**GOAL OF THE EXERCISE**
Please print each of the entries below exactly.

Stored items
>>>>
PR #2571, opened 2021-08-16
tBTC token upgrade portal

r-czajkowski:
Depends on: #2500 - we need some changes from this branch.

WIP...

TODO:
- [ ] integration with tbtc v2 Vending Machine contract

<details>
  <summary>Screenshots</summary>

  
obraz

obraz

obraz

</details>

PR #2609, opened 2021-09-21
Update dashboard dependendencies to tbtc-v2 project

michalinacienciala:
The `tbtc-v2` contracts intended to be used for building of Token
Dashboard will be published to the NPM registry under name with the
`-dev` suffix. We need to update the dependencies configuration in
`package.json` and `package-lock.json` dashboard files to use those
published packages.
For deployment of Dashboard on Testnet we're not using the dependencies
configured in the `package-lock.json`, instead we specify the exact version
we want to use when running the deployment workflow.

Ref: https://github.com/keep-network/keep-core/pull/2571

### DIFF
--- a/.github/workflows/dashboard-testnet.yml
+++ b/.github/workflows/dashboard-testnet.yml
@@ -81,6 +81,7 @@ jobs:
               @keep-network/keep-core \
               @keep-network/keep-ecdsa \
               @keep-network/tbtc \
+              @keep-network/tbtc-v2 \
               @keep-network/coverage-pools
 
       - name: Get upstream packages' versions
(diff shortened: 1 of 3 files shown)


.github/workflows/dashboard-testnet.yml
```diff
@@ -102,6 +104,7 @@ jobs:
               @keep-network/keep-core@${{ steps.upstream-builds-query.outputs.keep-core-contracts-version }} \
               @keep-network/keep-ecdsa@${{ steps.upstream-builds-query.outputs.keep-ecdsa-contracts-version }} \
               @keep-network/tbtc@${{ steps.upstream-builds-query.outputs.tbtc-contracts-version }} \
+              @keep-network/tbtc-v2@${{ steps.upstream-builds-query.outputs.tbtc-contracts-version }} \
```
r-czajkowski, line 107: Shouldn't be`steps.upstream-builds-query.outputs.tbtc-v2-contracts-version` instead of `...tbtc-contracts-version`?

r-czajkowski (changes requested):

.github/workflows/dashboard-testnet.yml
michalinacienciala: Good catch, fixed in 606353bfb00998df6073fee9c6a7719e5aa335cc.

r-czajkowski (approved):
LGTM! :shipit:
<<<<
**WRITTEN REPLY**
PR #2571, opened 2021-08-16
tBTC token upgrade portal

r-czajkowski:
Depends on: #2500 - we need some changes from this branch.

WIP...

TODO:
- [ ] integration with tbtc v2 Vending Machine contract

<details>
  <summary>Screenshots</summary>

  
obraz

obraz

obraz

</details>

PR #2609, opened 2021-09-21
Update dashboard dependendencies to tbtc-v2 project

michalinacienciala:
The `tbtc-v2` contracts intended to be used for building of Token
Dashboard will be published to the NPM registry under name with the
`-dev` suffix. We need to update the dependencies configuration in
`package.json` and `package-lock.json` dashboard files to use those
published packages.
For deployment of Dashboard on Testnet we're not using the dependencies
configured in the `package-lock.json`, instead we specify the exact version
we want to use when running the deployment workflow.

Ref: https://github.com/keep-network/keep-core/pull/2571

### DIFF
--- a/.github/workflows/dashboard-testnet.yml
+++ b/.github/workflows/dashboard-testnet.yml
@@ -81,6 +81,7 @@ jobs:
               @keep-network/keep-core \
               @keep-network/keep-ecdsa \
               @keep-network/tbtc \
+              @keep-network/tbtc-v2 \
               @keep-network/coverage-pools
 
       - name: Get upstream packages' versions
(diff shortened: 1 of 3 files shown)


.github/workflows/dashboard-testnet.yml
```diff
@@ -102,6 +104,7 @@ jobs:
               @keep-network/keep-core@${{ steps.upstream-builds-query.outputs.keep-core-contracts-version }} \
               @keep-network/keep-ecdsa@${{ steps.upstream-builds-query.outputs.keep-ecdsa-contracts-version }} \
               @keep-network/tbtc@${{ steps.upstream-builds-query.outputs.tbtc-contracts-version }} \
+              @keep-network/tbtc-v2@${{ steps.upstream-builds-query.outputs.tbtc-contracts-version }} \
```
r-czajkowski, line 107: Shouldn't be`steps.upstream-builds-query.outputs.tbtc-v2-contracts-version` instead of `...tbtc-contracts-version`?

r-czajkowski (changes requested):

.github/workflows/dashboard-testnet.yml
michalinacienciala: Good catch, fixed in 606353bfb00998df6073fee9c6a7719e5aa335cc.

r-czajkowski (approved):
LGTM! :shipit:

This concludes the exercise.